Kategorien und Wahlverfahren[Bearbeiten]

Die Anthony Awards wurden erstmals 1986 vergeben. Die Kategorien variieren von Jahr zu Jahr, regelmäßig werden jedoch unter anderem Preise für die besten im Vorjahr erschienenen englischsprachigen Romane, Debütromane, und Kurzgeschichten verliehen. Von den Veranstaltern der Bouchercon wird im Vorfeld eine Nominiertenliste erstellt, die auf Umfragen von Fans des Krimi-Genres beruhen.[2] In jeder Kategorie treffen in der Regel fünf Titelanwärter aufeinander, die im Vorfeld die meisten Stimmen auf sich vereinen konnten. Die Sieger werden ebenfalls von Fans, den Besuchern der Bouchercon, gekürt und auf dem Kongress während einer Preisverleihung ausgezeichnet. Unter den Preisträgern der letzten Jahre sind so bekannte Autoren wie Elizabeth George, Thomas Harris, Tony Hillerman, Dennis Lehane oder Val McDermid vertreten.

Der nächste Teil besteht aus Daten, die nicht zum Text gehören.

Issue #6225, opened 2017-01-17
ResourceLeakDetector on HashWheeledTimer instance threshold too low?


jroper:
As I understand it, if you have 1 processor, the resource leak detector will complain if you create more than 4 instances of a HashedWheelTimer.

In the JVM world, it's becoming very easy to need more than 4 instances of this.  Consider an app that has a database driver that uses and manages its own Netty instance, a message broker client that uses and manages its own Netty instance, an HTTP client that uses and manages its own Netty instance, an HTTP server that uses and manages its own Netty instance, and metrics reporting implementation that uses and manages its own Netty instance.  These are all third party libraries, as the end user you're just the app that plumbs them together to implement your business logic, you don't have much control over how they use Netty (in particular you can't tell them to create a HashWheeledTimer with leak detection turned off), yet they each created their own HashWheeledTimer, totaling 5, and you deploy it to a single CPU server and you always get the leak detection warning.  You don't want to turn leak detection off though because that would hide legitimate leaks, but you do want to get rid of this warning.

Im Jahr 2000 wurden im Rahmen der Millenniumsfeierlichkeiten zudem einmalig die besten Leistungen von Kriminalschriftstellern des vergangenen Jahrhunderts prämiert. Als bester Mystery-Roman setzte sich Daphne du Mauriers 1938 veröffentlichtes Werk Rebecca gegen Raymond Chandlers Der große Schlaf (The Big Sleep, 1939), Agatha Christies Alibi (The Murder of Roger Ackroyd, 1926), Dashiell Hammetts Der Malteser Falke (The Maltese Falcon, 1930) und Dorothy L. Sayers Aufruhr in Oxford (Gaudy Night, 1935) durch. Als beste Serie triumphierte Agatha Christie mit ihrer Hercule-Poirot-Reihe vor Ed McBain (87. Polizeirevier), Marcia Muller (Sharon-McCone-Serie), Dorothy L. Sayers (Lord-Peter-Wimsey-Reihe) und Rex Stout (Nero-Wolfe-Serie). Christie erhielt auch die Auszeichnung als beste Autorin des Jahrhunderts, während Raymond Chandler, Dashiell Hammett, Dorothy L. Sayers und Rex Stout nominiert waren.[3]

Die Preiskategorien des Jahres 2008:

Kategorie Originalbezeichnung verliehen seit
Bester Roman Best Mystery Novel 1986
Bester Erstlingsroman Best First Mystery 1986
Beste Kurzgeschichte Best Short Story 1987
Bester Taschenbuchroman Best Paperback Original unregelmäßig
Auszeichnung für das Lebenswerk Lifetime Achievement Award unregelmäßig
Bestes Sachbuch Best Critical/Nonfiction unregelmäßig
Ehrenpreis Special Services Award unregelmäßig
Beste Internetseite Best Website unregelmäßig

Siehe auch[Bearbeiten]

Weblinks[Bearbeiten]

Fußnoten[Bearbeiten]

  1. vgl. Schumann, Thomas ; Schlenz, Kester: Lebenszeichen aus dem Jenseits. In: Stern, 12. April 2006, kultur, S. 243
  2. vgl. Überblick über die Anthony-Award-Verleihung von 2003 bis 2005 bei bookreporter.com (englisch; via Internet Archive)
  3. vgl. Preisverleihung im Jahr 2000 bei mysterynet.com (englisch)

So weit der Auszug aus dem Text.